Departement für Wirtschaft, Bildung und Forschung

Erledigt

Wortlaut

Die Bundesverfassung soll in Artikel 94 mit einem Absatz ergänzt werden, der einer Eidgenössischen Industriepolitik sehr enge Grenzen setzt (oder sie allenfalls sogar verbietet).

Begründung

Die Schweiz baut auf einer liberalen Wirtschaftsordnung auf. Unsere Wirtschaft floriert gerade deshalb und ist auch krisenfest, weil der Staat möglichst wenig eingreift. Industrien aus politischen Gründen zu subventionieren, sollte in engen Grenzen die absolute Ausnahme und ultima ration sein. Denn sie hat für die Schweiz einige wesentliche Nachteile.
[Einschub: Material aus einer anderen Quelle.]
PR #1958, opened 2018-02-16
[DS-3839] backporting DSPR#1956 for dspace-5_x

hardyoyo:
https://jira.duraspace.org/browse/DS-3839


tdonohue (approved):
👍 Looks good, merging immediately as it's already been merged to 6.x

Thanks @hardyoyo !

PR #1965, opened 2018-02-24
[DS-3852]OAI indexer message not helpful in locating problems

mwoodiupui:
https://jira.duraspace.org/browse/DS-3852
This identical patch is in production, in our somewhat modified 5.6 instance, and the affected command has been run multiple times while chasing another problem.


mwoodiupui:
This patch helped me track down a crash in the indexer (caused by local database corruption).

tdonohue (approved):
👍 Looks good to me. An obvious quick win

PR #1966, opened 2018-02-24
[DS-3852] OAI indexer message not helpful in locating problems

mwoodiupui:
https://jira.duraspace.org/browse/DS-3852
Ported from #1965.


tdonohue (approved):
👍 Looks good to me. An obvious quick win

PR #1968, opened 2018-02-24
[DS-3202] PMH Responder returns 500 Internal Error if item is in no Community or no Collection

mwoodiupui:
https://jira.duraspace.org/browse/DS-3853
This is running in production and the instance now satisfies the openarchives.org validator.


mwoodiupui:
Oops!  This was already fixed in master by #1401 and seems to be present in branches dspace-6_x and master (will be DSpace 7).  I'm rewording this PR to attach it to DS-3202 and closing DS-3853.

tdonohue (approved):
👍 Code looks good to me. This is an obvious, minor refactor to add in `if (null != [obj])` sorts of checks.

terrywbrady (approved):
+1 Tested

kshepherd:
merging! thanks @mwoodiupui

PR #1972, opened 2018-02-28
DS-3858 add HttpRequestRetryHandler to DataCiteCon

ssolim:
https://jira.duraspace.org/browse/DS-3858

### DIFF
--- a/dspace-api/src/main/java/org/dspace/identifier/doi/DataCiteConnector.java
+++ b/dspace-api/src/main/java/org/dspace/identifier/doi/DataCiteConnector.java
@@ -19,6 +19,8 @@ import org.apache.http.HttpResponse;
 import org.apache.http.StatusLine;
 import org.apache.http.auth.AuthScope;
 import org.apache.http.auth.UsernamePasswordCredentials;
+import org.apache.http.client.CredentialsProvider;
+import org.apache.http.client.HttpClient;
 import org.apache.http.client.methods.HttpDelete;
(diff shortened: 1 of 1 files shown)


pnbecker (changes requested):
Hi @ssolim,

thank you for the Pull-Request. DataCite's test systems has some problems today, which make it hard to test this PR. So I tested it against the production system using the test Prefix 10.5072 (this was not possible in earlier versions of DSpace, but works since DSpace 6).

I like your changes as they make the DataCiteConnector a bit more reliable. Unfortunately the way we construct the DefaultHttpClient is deprecated. I added some more changes and will create a PR against you feature branch. Please consider them.

Could you please also squash your two commits into one? Your second commit misses the issue number (DS-3858) and there is no need for two commits here.

Thanks for pulling our attention to this and helping out with code!

pnbecker:
@ssolim Sorry, I'm unable to create a PR against your repository as github doesn't see it as official fork of DSpace. Could you please cherry-pick my latest commit from [here](https://github.com/the-library-code/DSpace/tree/DS-3858)?

pnbecker (approved):

pnbecker:
The changes I requested were fulfilled. +1
I tested this code quite well, would be great if it could be included into 6.3 and cherry-picked to master. @terrywbrady, @kshepherd could you please give it another short review?

tdonohue (approved):
👍 Looks good to me. Haven't tested, but the code looks correct.

PR #1977, opened 2018-03-02
[DS-3775] Hibernate session bug when submitting item with Versioning enabled

jsavell:
https://jira.duraspace.org/browse/DS-3775

### DIFF
--- a/dspace-xmlui/src/main/java/org/dspace/app/xmlui/aspect/versioning/Navigation.java
+++ b/dspace-xmlui/src/main/java/org/dspace/app/xmlui/aspect/versioning/Navigation.java
@@ -126,7 +126,7 @@ public class Navigation extends AbstractDSpaceTransformer implements CacheablePr
                     DSpaceObject dso = HandleUtil.obtainHandle(objectModel);
                     if(dso != null)
                     {
-                        validity.add(context, context.reloadEntity(dso));
+                        validity.add(context, dso);
                     }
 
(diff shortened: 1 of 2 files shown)


tomdesair (changes requested):
Thanks for the PR @jsavell! This week we encountered a similar issues but in another part of the code.

The root cause of the problem seems to be the `HandleUtil.obtainHandle` method that retrieves an internally cached version of a DSO. This DSO is potentially detached if a commit happened before.

Do you agree that it would be better to move the `context.reloadEntity(dso)` call to the `return` statement in `HandleUtil.obtainHandle` method? That would fix this issue also in other places.

jsavell:
That sounds great.

I'm on vacation right now, but will update the PR within a few days.

jsavell:
@tomdesair The reloadEntity call has been moved to HandleUtil as requested.

tomdesair (approved):

tomdesair:
Thanks @jsavell ! That will also prevent future issues with the `HandleUtil.obtainHandle` method.

tdonohue (approved):
👍 Haven't tested, but this fix seems quite in line with other `reloadEntity()` fixes applied in 6.1 and 6.2.  So, the code looks good to me.

terrywbrady (approved):
Tested locally and verified the fix.  @jsavell , thanks for the good instructions for re-creating the issue.

PR #1982, opened 2018-03-07
DS-3865: HTML5 Upload Pause Button does not work

philip-muench:
Make pause button work again
https://jira.duraspace.org/browse/DS-3865


kshepherd (approved):
+1, I reproduced the problem in dspace-6_x JSPUI and with this PR applied, I can pause and resume large uploads as many times as I like, no JS errors and the upload completes successfully. Thanks @philip-muench !

hardyoyo (approved):
+1 good catches

kshepherd:
This is a quick, easy change with no master port needed so I'm not going to wait for another +1, merging it to 6.3 now! Thanks @philip-muench !

PR #1983, opened 2018-03-08
[DS-3841] REBASE enable CORS header for security controller

PTrottier:
This PR is a rebase for #1959

### DIFF
--- a/dspace-spring-rest/src/main/java/org/dspace/app/rest/Application.java
+++ b/dspace-spring-rest/src/main/java/org/dspace/app/rest/Application.java
@@ -145,10 +145,11 @@ public class Application extends SpringBootServletInitializer {
             public void addCorsMappings(CorsRegistry registry) {
                 String[] corsAllowedOrigins = configuration.getCorsAllowedOrigins();
                 if (corsAllowedOrigins != null) {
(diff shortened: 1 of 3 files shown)


kshepherd (commented):
Thanks @PTrottier! This looks good, and I'm almost +1 (by inspection), I just have one comment / question, about the removal of the context.setCurrentUser call that was added recently:
It's true that in this specific case, the eperson is passed explicitly to authenticationProvider.getGrantedAuthorities which in turn calls the isAdmin signature that looks only for the eperson in the eperson object, not context... I just wonder whether this will always be the case -- if some code is added later that relies on context holding correct data about the current user, will we remember to add this line back in? Is it tidier to remove it since it's technically redundant right here & now, or safer to leave it in so that we don't accidentally use a bad context object in the future? (or am I too focused on context / thinking in a pre-7 way?)

kshepherd (approved):
@tomdesair explained the move to JWT meaning context current user should always be set by EPersonClaimProvider, so that clears up my earlier question. +1 by inspection

tdonohue (approved):
👍 LGTM too, and it matches what was in #1959 (but rebased).  Thanks, @PTrottier!

PR #1986, opened 2018-03-15
DS-3869 Record stats events even if location service fails to init

aprilherron:
When the server starts up, `SolrLoggerServiceImpl` (previously `SolrLogger`) initializes a location `LookupService` using the Geo Database file configured in `usage-statistics.dbfile`. By default this is `${dspace.dir}/config/GeoLiteCity.dat`.

However, if this file is removed, or fails to load, the location service fails to initialize and, as a result, usage events are no longer recorded by `SolrLoggerServiceImpl`. This is due to a `null` check which skips the creation of the solr document. However, it makes more sense to simply omit the location metadata from the Solr document in this case. In fact, a null check is already in place for these code-blocks.


KingKrimmson:
Closing, re-opened new pull-request from personal branch

PR #1988, opened 2018-03-16
[DS-3714] port pr 1862 to master

terrywbrady:
https://github.com/DSpace/DSpace/pull/1862


tdonohue (approved):
👍 Looks good to me! Matches with changes in #1862, and @terrywbrady mentioned on Slack that it was tested locally.

PR #2696, opened 2020-02-27
DS-4291 Properly show results for 0-9 link in browse

### LINKED ISSUE #7631: [DS-4291] Browse Starts-With 0-9 only returns results for 0
<i>Imported from JIRA <a href="https://jira.lyrasis.org/browse/DS-4291">[DS-4291]</a> created by kingkrimmson</i>
<p>Currently when browsing by Author, if you click the "0-9" link at the top, it is only showing results for 0 instead of 0-9.</p>

<p>Under the hood, this is being done by a solr facet query prefix, which doesn't support ranges and so is currently only returning results for 0. However, it is fairly quick (even on a large repo) to perform separate queries with prefixes 0-9.</p>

Industriepolitik ist sehr kostspielig für den Staat und den Steuerzahler. Die strukturellen Probleme eines Wirtschaftszweiges werden durch die Intervention nämlich nicht gelöst, sondern nur zugedeckt. Auch kann eine Subventionsspirale eintreten, weil weitere Akteure dann ebenfalls nach Unterstützung rufen, da sie gleichfalls betroffen sind. Eine spezifische Industriepolitik diskriminiert unmittelbar wieder andere Branchen und Unternehmen.

Ein weiteres Problem ist, dass Industriepolitik immer spekulativ und zu langsam ist. Die auslösende Situation kann sich heute schlagartig verändern. Das Tempo der Veränderungen kann die Politik nicht auffangen. Massnahmenvorschläge sind bis zur Behandlung und Entscheidung, geschweige denn bis zur Umsetzung oft schon wieder veraltet. Der Markt und die Unternehmen müssen jedoch schnell sein, rasch Lösungen finden und sich sofort wieder anpassen. Das sollen und können die Unternehmen sehr gut. An diesem Vorteil müssen wir festhalten. Sobald wir beginnen steuernd einzugreifen, wird es schwierig, kompliziert und teuer. Es ist nicht Aufgabe des Staates, einzelne Branchen zu bevorzugen.

Ein weiteres Argument ist jenes, dass wir schon gute und funktionierenden wirtschaftspolitische Instrumente bereithalten. Die Schweiz hat etwa im Gegensatz zur EU sehr gute Abfederungsmassnahmen (Kurzarbeitszeitentschädigung) für Firmen, die unvermittelt Probleme bekommen. Diese Instrumente greifen gut und schnell, und treffen auch zielgenau die wirklich betroffenen Kreise, wenn sie in Not sind, nicht vorher, nicht vorsorglich, nicht spekulativ.

Die Politik sollte die Finger von der Industriepolitik, einzelne Branchen aus politischen Gründen oder aus politischer Spekulation, zu bevorzugen. Ich schlage vor, Industriepolitik in der Verfassung zu beschränken, um kurzfristige und einseitige Forderungen verhindert werden können.